TASK ITEM:
All entries must be given again exactly as written.
*** EXERCISE DATA ***
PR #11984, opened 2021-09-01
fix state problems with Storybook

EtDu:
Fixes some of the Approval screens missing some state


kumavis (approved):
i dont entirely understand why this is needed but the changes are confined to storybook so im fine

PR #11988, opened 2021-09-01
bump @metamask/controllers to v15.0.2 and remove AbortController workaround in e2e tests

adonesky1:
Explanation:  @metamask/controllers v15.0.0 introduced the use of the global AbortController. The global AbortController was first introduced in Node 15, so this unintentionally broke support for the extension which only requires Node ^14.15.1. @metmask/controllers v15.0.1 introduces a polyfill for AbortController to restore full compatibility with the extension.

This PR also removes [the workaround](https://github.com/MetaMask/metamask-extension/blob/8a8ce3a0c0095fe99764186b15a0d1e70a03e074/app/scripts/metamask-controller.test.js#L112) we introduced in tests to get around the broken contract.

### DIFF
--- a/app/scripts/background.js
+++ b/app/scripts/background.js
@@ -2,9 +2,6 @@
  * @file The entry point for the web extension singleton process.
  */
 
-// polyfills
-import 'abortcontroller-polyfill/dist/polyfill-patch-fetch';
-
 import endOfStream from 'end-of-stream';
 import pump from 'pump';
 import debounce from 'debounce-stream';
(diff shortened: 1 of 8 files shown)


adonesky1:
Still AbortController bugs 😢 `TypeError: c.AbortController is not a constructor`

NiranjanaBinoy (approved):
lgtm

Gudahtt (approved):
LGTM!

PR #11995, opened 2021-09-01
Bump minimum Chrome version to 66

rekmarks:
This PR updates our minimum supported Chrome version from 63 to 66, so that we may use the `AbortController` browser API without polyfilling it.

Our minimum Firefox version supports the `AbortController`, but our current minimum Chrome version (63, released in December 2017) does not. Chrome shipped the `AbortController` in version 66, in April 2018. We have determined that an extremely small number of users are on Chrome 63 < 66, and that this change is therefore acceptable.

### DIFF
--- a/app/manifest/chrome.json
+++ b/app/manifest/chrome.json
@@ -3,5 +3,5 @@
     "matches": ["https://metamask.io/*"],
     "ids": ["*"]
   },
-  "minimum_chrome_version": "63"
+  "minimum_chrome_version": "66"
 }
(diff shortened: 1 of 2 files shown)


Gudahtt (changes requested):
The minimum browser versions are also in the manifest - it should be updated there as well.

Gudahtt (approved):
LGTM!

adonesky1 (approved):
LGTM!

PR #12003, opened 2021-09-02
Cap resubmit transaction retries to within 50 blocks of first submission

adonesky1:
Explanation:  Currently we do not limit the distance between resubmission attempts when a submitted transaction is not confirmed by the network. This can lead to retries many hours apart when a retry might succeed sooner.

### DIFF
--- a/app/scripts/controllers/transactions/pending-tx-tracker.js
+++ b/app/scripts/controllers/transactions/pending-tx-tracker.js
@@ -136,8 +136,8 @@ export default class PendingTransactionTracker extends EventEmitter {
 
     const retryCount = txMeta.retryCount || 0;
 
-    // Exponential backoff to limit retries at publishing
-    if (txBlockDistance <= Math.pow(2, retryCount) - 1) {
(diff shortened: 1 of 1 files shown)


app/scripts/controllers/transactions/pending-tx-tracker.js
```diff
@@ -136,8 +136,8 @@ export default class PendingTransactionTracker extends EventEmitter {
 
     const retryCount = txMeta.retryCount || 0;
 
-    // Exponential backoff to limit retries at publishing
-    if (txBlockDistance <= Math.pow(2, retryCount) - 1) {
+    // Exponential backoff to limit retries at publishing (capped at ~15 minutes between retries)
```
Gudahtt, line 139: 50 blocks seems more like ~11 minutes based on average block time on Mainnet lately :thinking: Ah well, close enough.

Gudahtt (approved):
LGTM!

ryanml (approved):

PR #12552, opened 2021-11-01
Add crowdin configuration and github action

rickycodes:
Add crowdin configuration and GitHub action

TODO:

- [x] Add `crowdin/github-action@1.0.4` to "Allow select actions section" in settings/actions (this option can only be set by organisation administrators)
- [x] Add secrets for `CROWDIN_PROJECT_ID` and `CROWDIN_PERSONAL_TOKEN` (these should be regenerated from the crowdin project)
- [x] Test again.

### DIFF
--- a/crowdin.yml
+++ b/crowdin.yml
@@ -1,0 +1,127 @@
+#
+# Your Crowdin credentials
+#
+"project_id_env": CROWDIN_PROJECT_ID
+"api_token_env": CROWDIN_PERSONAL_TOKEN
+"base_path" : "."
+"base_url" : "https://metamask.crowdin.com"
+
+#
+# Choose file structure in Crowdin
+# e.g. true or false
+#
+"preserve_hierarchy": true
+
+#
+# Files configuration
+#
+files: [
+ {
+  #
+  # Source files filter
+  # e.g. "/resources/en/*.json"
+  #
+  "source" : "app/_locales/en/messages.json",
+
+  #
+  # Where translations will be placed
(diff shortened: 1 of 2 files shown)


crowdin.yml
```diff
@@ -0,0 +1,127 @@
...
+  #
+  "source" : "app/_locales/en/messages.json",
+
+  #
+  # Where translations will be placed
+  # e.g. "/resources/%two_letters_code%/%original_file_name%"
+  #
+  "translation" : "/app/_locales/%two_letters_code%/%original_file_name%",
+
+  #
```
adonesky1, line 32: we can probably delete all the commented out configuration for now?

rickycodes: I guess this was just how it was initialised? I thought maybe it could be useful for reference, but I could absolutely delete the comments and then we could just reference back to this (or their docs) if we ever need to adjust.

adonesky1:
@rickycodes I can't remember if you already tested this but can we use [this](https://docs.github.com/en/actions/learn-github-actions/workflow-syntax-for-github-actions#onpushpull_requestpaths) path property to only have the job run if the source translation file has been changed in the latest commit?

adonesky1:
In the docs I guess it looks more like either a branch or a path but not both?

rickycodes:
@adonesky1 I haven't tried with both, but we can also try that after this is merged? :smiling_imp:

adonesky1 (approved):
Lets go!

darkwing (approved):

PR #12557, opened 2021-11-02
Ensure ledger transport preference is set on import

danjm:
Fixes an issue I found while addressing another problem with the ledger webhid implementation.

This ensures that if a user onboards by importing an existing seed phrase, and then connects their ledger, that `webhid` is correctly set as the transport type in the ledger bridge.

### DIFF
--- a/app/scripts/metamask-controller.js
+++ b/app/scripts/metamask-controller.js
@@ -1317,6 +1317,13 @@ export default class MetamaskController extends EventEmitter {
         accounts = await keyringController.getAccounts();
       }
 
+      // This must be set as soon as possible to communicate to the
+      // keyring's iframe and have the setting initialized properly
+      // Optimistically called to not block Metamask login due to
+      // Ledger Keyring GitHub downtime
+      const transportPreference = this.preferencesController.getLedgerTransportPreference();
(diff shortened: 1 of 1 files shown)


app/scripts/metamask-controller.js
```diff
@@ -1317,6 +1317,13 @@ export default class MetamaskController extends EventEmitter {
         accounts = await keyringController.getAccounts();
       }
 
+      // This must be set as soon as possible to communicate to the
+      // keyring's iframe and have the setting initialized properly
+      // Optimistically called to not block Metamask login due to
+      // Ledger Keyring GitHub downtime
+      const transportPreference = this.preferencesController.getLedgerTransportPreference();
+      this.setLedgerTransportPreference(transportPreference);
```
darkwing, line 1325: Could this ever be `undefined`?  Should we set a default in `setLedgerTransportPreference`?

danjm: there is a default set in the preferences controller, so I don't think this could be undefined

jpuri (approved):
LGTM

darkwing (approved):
*** End of EXERCISE DATA ***
EXERCISE RESULT:
PR #11984, opened 2021-09-01
fix state problems with Storybook

EtDu:
Fixes some of the Approval screens missing some state


kumavis (approved):
i dont entirely understand why this is needed but the changes are confined to storybook so im fine

PR #11988, opened 2021-09-01
bump @metamask/controllers to v15.0.2 and remove AbortController workaround in e2e tests

adonesky1:
Explanation:  @metamask/controllers v15.0.0 introduced the use of the global AbortController. The global AbortController was first introduced in Node 15, so this unintentionally broke support for the extension which only requires Node ^14.15.1. @metmask/controllers v15.0.1 introduces a polyfill for AbortController to restore full compatibility with the extension.

This PR also removes [the workaround](https://github.com/MetaMask/metamask-extension/blob/8a8ce3a0c0095fe99764186b15a0d1e70a03e074/app/scripts/metamask-controller.test.js#L112) we introduced in tests to get around the broken contract.

### DIFF
--- a/app/scripts/background.js
+++ b/app/scripts/background.js
@@ -2,9 +2,6 @@
  * @file The entry point for the web extension singleton process.
  */
 
-// polyfills
-import 'abortcontroller-polyfill/dist/polyfill-patch-fetch';
-
 import endOfStream from 'end-of-stream';
 import pump from 'pump';
 import debounce from 'debounce-stream';
(diff shortened: 1 of 8 files shown)


adonesky1:
Still AbortController bugs 😢 `TypeError: c.AbortController is not a constructor`

NiranjanaBinoy (approved):
lgtm

Gudahtt (approved):
LGTM!

PR #11995, opened 2021-09-01
Bump minimum Chrome version to 66

rekmarks:
This PR updates our minimum supported Chrome version from 63 to 66, so that we may use the `AbortController` browser API without polyfilling it.

Our minimum Firefox version supports the `AbortController`, but our current minimum Chrome version (63, released in December 2017) does not. Chrome shipped the `AbortController` in version 66, in April 2018. We have determined that an extremely small number of users are on Chrome 63 < 66, and that this change is therefore acceptable.

### DIFF
--- a/app/manifest/chrome.json
+++ b/app/manifest/chrome.json
@@ -3,5 +3,5 @@
     "matches": ["https://metamask.io/*"],
     "ids": ["*"]
   },
-  "minimum_chrome_version": "63"
+  "minimum_chrome_version": "66"
 }
(diff shortened: 1 of 2 files shown)


Gudahtt (changes requested):
The minimum browser versions are also in the manifest - it should be updated there as well.

Gudahtt (approved):
LGTM!

adonesky1 (approved):
LGTM!

PR #12003, opened 2021-09-02
Cap resubmit transaction retries to within 50 blocks of first submission

adonesky1:
Explanation:  Currently we do not limit the distance between resubmission attempts when a submitted transaction is not confirmed by the network. This can lead to retries many hours apart when a retry might succeed sooner.

### DIFF
--- a/app/scripts/controllers/transactions/pending-tx-tracker.js
+++ b/app/scripts/controllers/transactions/pending-tx-tracker.js
@@ -136,8 +136,8 @@ export default class PendingTransactionTracker extends EventEmitter {
 
     const retryCount = txMeta.retryCount || 0;
 
-    // Exponential backoff to limit retries at publishing
-    if (txBlockDistance <= Math.pow(2, retryCount) - 1) {
(diff shortened: 1 of 1 files shown)


app/scripts/controllers/transactions/pending-tx-tracker.js
```diff
@@ -136,8 +136,8 @@ export default class PendingTransactionTracker extends EventEmitter {
 
     const retryCount = txMeta.retryCount || 0;
 
-    // Exponential backoff to limit retries at publishing
-    if (txBlockDistance <= Math.pow(2, retryCount) - 1) {
+    // Exponential backoff to limit retries at publishing (capped at ~15 minutes between retries)
```
Gudahtt, line 139: 50 blocks seems more like ~11 minutes based on average block time on Mainnet lately :thinking: Ah well, close enough.

Gudahtt (approved):
LGTM!

ryanml (approved):

PR #12552, opened 2021-11-01
Add crowdin configuration and github action

rickycodes:
Add crowdin configuration and GitHub action

TODO:

- [x] Add `crowdin/github-action@1.0.4` to "Allow select actions section" in settings/actions (this option can only be set by organisation administrators)
- [x] Add secrets for `CROWDIN_PROJECT_ID` and `CROWDIN_PERSONAL_TOKEN` (these should be regenerated from the crowdin project)
- [x] Test again.

### DIFF
--- a/crowdin.yml
+++ b/crowdin.yml
@@ -1,0 +1,127 @@
+#
+# Your Crowdin credentials
+#
+"project_id_env": CROWDIN_PROJECT_ID
+"api_token_env": CROWDIN_PERSONAL_TOKEN
+"base_path" : "."
+"base_url" : "https://metamask.crowdin.com"
+
+#
+# Choose file structure in Crowdin
+# e.g. true or false
+#
+"preserve_hierarchy": true
+
+#
+# Files configuration
+#
+files: [
+ {
+  #
+  # Source files filter
+  # e.g. "/resources/en/*.json"
+  #
+  "source" : "app/_locales/en/messages.json",
+
+  #
+  # Where translations will be placed
(diff shortened: 1 of 2 files shown)


crowdin.yml
```diff
@@ -0,0 +1,127 @@
...
+  #
+  "source" : "app/_locales/en/messages.json",
+
+  #
+  # Where translations will be placed
+  # e.g. "/resources/%two_letters_code%/%original_file_name%"
+  #
+  "translation" : "/app/_locales/%two_letters_code%/%original_file_name%",
+
+  #
```
adonesky1, line 32: we can probably delete all the commented out configuration for now?

rickycodes: I guess this was just how it was initialised? I thought maybe it could be useful for reference, but I could absolutely delete the comments and then we could just reference back to this (or their docs) if we ever need to adjust.

adonesky1:
@rickycodes I can't remember if you already tested this but can we use [this](https://docs.github.com/en/actions/learn-github-actions/workflow-syntax-for-github-actions#onpushpull_requestpaths) path property to only have the job run if the source translation file has been changed in the latest commit?

adonesky1:
In the docs I guess it looks more like either a branch or a path but not both?

rickycodes:
@adonesky1 I haven't tried with both, but we can also try that after this is merged? :smiling_imp:

adonesky1 (approved):
Lets go!

darkwing (approved):

PR #12557, opened 2021-11-02
Ensure ledger transport preference is set on import

danjm:
Fixes an issue I found while addressing another problem with the ledger webhid implementation.

This ensures that if a user onboards by importing an existing seed phrase, and then connects their ledger, that `webhid` is correctly set as the transport type in the ledger bridge.

### DIFF
--- a/app/scripts/metamask-controller.js
+++ b/app/scripts/metamask-controller.js
@@ -1317,6 +1317,13 @@ export default class MetamaskController extends EventEmitter {
         accounts = await keyringController.getAccounts();
       }
 
+      // This must be set as soon as possible to communicate to the
+      // keyring's iframe and have the setting initialized properly
+      // Optimistically called to not block Metamask login due to
+      // Ledger Keyring GitHub downtime
+      const transportPreference = this.preferencesController.getLedgerTransportPreference();
(diff shortened: 1 of 1 files shown)


app/scripts/metamask-controller.js
```diff
@@ -1317,6 +1317,13 @@ export default class MetamaskController extends EventEmitter {
         accounts = await keyringController.getAccounts();
       }
 
+      // This must be set as soon as possible to communicate to the
+      // keyring's iframe and have the setting initialized properly
+      // Optimistically called to not block Metamask login due to
+      // Ledger Keyring GitHub downtime
+      const transportPreference = this.preferencesController.getLedgerTransportPreference();
+      this.setLedgerTransportPreference(transportPreference);
```
darkwing, line 1325: Could this ever be `undefined`?  Should we set a default in `setLedgerTransportPreference`?

danjm: there is a default set in the preferences controller, so I don't think this could be undefined

jpuri (approved):
LGTM

darkwing (approved):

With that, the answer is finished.